In my opinion, having image tags defined as an environment variable in every pod you run is an essential best practice. Suppose a requirement is updated, but your image tag is set to “latest”. If a script requires a new dependency in that updated requirements.txt file, but the container registry does not upload the image properly for any reason, it is much easier seeing a “Image could not be pulled” error as opposed to viewing the subsequent ImportError or NameError that occurs at runtime.

It also ensures you have a proper CI pipeline using image tagging in the first place. Being able to pull a specific image down locally, even just knowing which image it was and pushing a new image with a new id and running each side by side to verify changes worked, etc. I have found it very helpful.

Yaml?

I have a love/hate relationship with yaml. On the one hand, I like it being a superset of json, and I can put comments within the file and so much more. On the other hand, I am terrible at synthesizing yaml myself.

If I need to create a deployment yaml, I’ll copy paste one I’ve found online, or copy paste a devops wizardry and change what I need within the file, and likewise for a job yaml.

I rarely use kubectl apply -f *.yaml myself because I’m not a great yaml writer, but on occasion for simple creations I will. If you’re more comfortable using an api interface, you can with python using the official kubernetes python client library!

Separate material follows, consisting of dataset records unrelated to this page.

PR #490, opened 2023-04-26
489 redesign time property

tensionhead:
Changes Summary
----------------
- new `TimeIndexer`, works very similiar to the `TrialIndexer`
- no more costly creating the full list of all trial-time arrays for a simple `.time[tk]`
- tests required NO changes, meaning that `.time` returned a list before this change was not even required and/or tested
- minor additional performance improvements for the `__str__` method

Reviewer Checklist
------------------


dfsp-spirit (approved):
Thanks! 

At first glance it seemed a bit weird that no tests complained about this, but on a second thought I'm actually fine with it. There are tests that use the time property, but they test the functionality, not the exact datatype, which is fine with me.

This I find makes sure I’m deploying what I want in the namespace I want and using the right yaml file and more. You can use kube-ps1 in your terminal as well to know what cluster and namespace you are in in your terminal.

Monitoring

The beauty of deploying an application on kubernetes is its running somewhere else with access to a lot of resources. With that comes the need for good monitoring. Having used all three, in combination or separately, you can’t go wrong with these:

Also, a “Warning” in kubernetes is an error. Confusing, I know.

Where to go from here

I would start with taking an old project and trying to run it in kubernetes. Start simple at first, maybe something which just sleeps as a “deployment”. Then add some requirements and copy the data movement bits of code into that python deploy script. Connect it to a container registry, add some secrets, and run it.

Having developed and deployed production grade code for most of my working career on k8s, it is the tool that in my opinion, all engineers writing application code should familiarize themselves with. There is no better way to handle compute, especially when you’re dealing with a lot of it.